Журналист поднялся — темное пятно пота натекло под ним на полу за это время — и до конца рассказа стоял, скрестив руки на груди.
— Как-то ночью, — продолжал Врач, — пошел сильный дождь. Я слушал — не ушами, нет, а выжженным жаждой языком! — слушал и слушал частый стук капель по навесу, по стене. Дождь шел долго, бесконечно долго, несколько часов подряд, и вот наконец, когда рассвело, в углу под сводчатым потолком робко показалась тоненькая струйка воды и медленно поползла по стене камеры. Я подполз к стене, подставил рот и поймал на язык несколько капель. Вода, проникшая сквозь слой извести, была горько-соленой и не только не утолила жажды, но распалила ее еще больше.
(Прием больных, преподавание в лицее, вечерние беседы за семейным столом, встречи с Анхелиной — со всем этим приходится проститься, когда власть в стране захватывает верхушка армии. Я перехожу на нелегальное положение. Об этом я уже говорил моим нынешним товарищам по камере. Правда, я не сказал им, как отразилась, подпольная жизнь на моей нервной системе. Вначале все идет гладко: я спокойно, как и раньше, выполняю задания, по ночам выезжаю в связной машине на встречи с товарищами, пишу листовки и, если нужно, сам же печатаю их на гектографе, анализирую экономическую и политическую обстановку в стране, посылаю в иностранную прессу материалы о коррупции и произволе диктатуры Но проходят месяцы, и в мой мозг — через вены висков, через слуховые каналы, через кончики пальцев — проникает психоз преследования. Тяжело жить, да еще неопределенное время, когда твое подсознание находится в состоянии постоянной тревоги, нервы вздыблены и, вибрируют, словно антенны, все твое существо ждет, не следуют ли за тобой агенты, чтобы даже не схватить, а просто убить тебя тут же на месте. Мой слух обострен до предела, я улавливаю самые слабые и далекие звуки: лязганье чьего-то ключа в чьей-то замочной скважине, шаги пешеходов на перекрестке, рокот мотора и скрип тормозов на улице, выкрики продавца лотерейных билетов на дальнем углу. Перед рассветом я просыпаюсь от легких ударов ветра в оконную раму, от лая собаки и пения петуха, от шороха снующего в углу таракана. Мысль о снотворных и успокаивающих я отвергаю, пытаюсь обуздать нервы силой воли и логики. Но в конце концов убеждения врача берут верх над предрассудком, и я назначаю себе самый простой режим. Правда, от психоза я не избавляюсь полностью, но все же усмиряю его. Иногда я спрашиваю себя, не вызвано ли мое состояние страхом, тайной боязнью сдать под пытками, если меня схватят? Но мое второе «я» гневно отвергает это оскорбительное предположение. Нет, дело не в страхе перед арестом, дело во временной психической неустойчивости, порождаемой именно затяжкой в аресте. Минутами я страстно хочу, чтобы полиция нагрянула, чтобы я избавился наконец от затянувшегося ожидания удара, который может быть нанесен каждую минуту, а его нет и нет. Кстати, только этим напряженным состоянием духа я и могу объяснить странный эпизод в моей жизни — женщину в туфлях коринфского цвета.)

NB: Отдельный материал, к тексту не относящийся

Issue #87, opened 2017-05-22
System.ArgumentException: The key already existed in the dictionary


timomta:
Hello,

I am using the Application Insights output and the EventSource input with an application that I wrote for Service Fabric. My application itself is heathy, but the EventSource pipeline is throwing this exception (copied from the Service Fabric Explorer window):

Error event: SourceId='WeatherAPI-WeatherAPIService-DiagnosticsPipeline', Property='Connectivity'.
Diagnostics data upload has failed.
System.ArgumentException: The key already existed in the dictionary.
   at System.Collections.Concurrent.ConcurrentDictionary`2.System.Collections.Generic.IDictionary.Add(TKey key, TValue value)
   at Microsoft.Diagnostics.EventFlow.Outputs.ApplicationInsightsOutput.AddProperties(ISupportProperties item, EventData e, Boolean setTimestampFromEventData)
   at Microsoft.Diagnostics.EventFlow.Outputs.ApplicationInsightsOutput.SendEventsAsync(IReadOnlyCollection`1 events, Int64 transmissionSequenceNumber, CancellationToken cancellationToken) 

What is this error telling me? I'm not sure what dictionary it is keeping, its keys, or what that has to do with connectivity.

karolz-ms:
@timomta What is the version of the EventFlow.Core package that your application is using?

timomta:
Hello,

Microsoft.Diagnostics.EventFlow.Core 1.1.4

karolz-ms:
@timomta I think I know where the problem might be. Do any of your EventSource methods (event methods) have parameters named "keywords", "level" or "providerName" by any chance?

timomta:
I am using it to capture the events sent by Service Fabric's ServiceEventSource.cs, ServiceEventSource class. If you create a Service Fabric project in visual studio, you'll see this file/class. It does have a static class named Keywords:
        // Event keywords can be used to categorize events. 
        // Each keyword is a bit flag. A single event can be associated with multiple keywords (via EventAttribute.Keywords property).
        // Keywords must be defined as a public class named 'Keywords' inside EventSource that uses them.
        public static class Keywords
        {
            public const EventKeywords Requests = (EventKeywords)0x1L;
            public const EventKeywords ServiceInitialization = (EventKeywords)0x2L;
        }

There are also Event methods that pass in level:

        private const int MessageEventId = 1;
        [Event(MessageEventId, Level = EventLevel.Informational, Message = "{0}")]
[...]

PR #88, opened 2017-05-23
Eliminate the possibility of property name conflict for AI output

karolz-ms:


karolz-ms:
Related to issue https://github.com/Azure/diagnostics-eventflow/issues/87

— Ночные бои с крысами, ознобы, нескончаемая резь в запястьях, тошнота от зловония, которое распространяло мое тело, покрывшееся коркой грязи и экскрементов, безумный голод и еще более жажда доводят меня до прострации, до полуобморочного состояния, прерываемого галлюцинациями… Процессия крыс пересекает наискось коридор, крысы несут в зубах простыню, но вот они отходят подальше, и простыня оказывается вражеским флагом. Генеральные штабы двух маленьких государств — Гватемалы и Никарагуа, ведущих между собой войну, — размещены в наручниках, терзающих мои запястья. По моим ребрам ползут вверх и вниз соединения обеих армий, завязываю| бои на уровне моих прижатых к бокам локтей, ищут укрытия в оврагах подмышек, а в это время никарагуанские и гватемальские генералы вонзают огромные стальные шпаги в мои воспаленные запястья. Людовик Четырнадцатый и мадам де Монтеспан чванливо, даже не кивнув надзирателю, входят в коридор и останавливаются напротив моей камеры. Их беседа переходит в бурную сцену ревности, дама обвиняет монарха в изменах, а тот, презрительно морщась, просит оставить его в покое и кончиками пальцев разворачивает батистовый платок. Тем временем мадам де Монтеспан, не спуская с рук собачонки по кличке Злоба, принимается плакать, шмыгая носом, как простая крестьянка. Жалобный голос красавицы доходит до моих ушей: «Ваше величество, за что вы меня так терзаете?»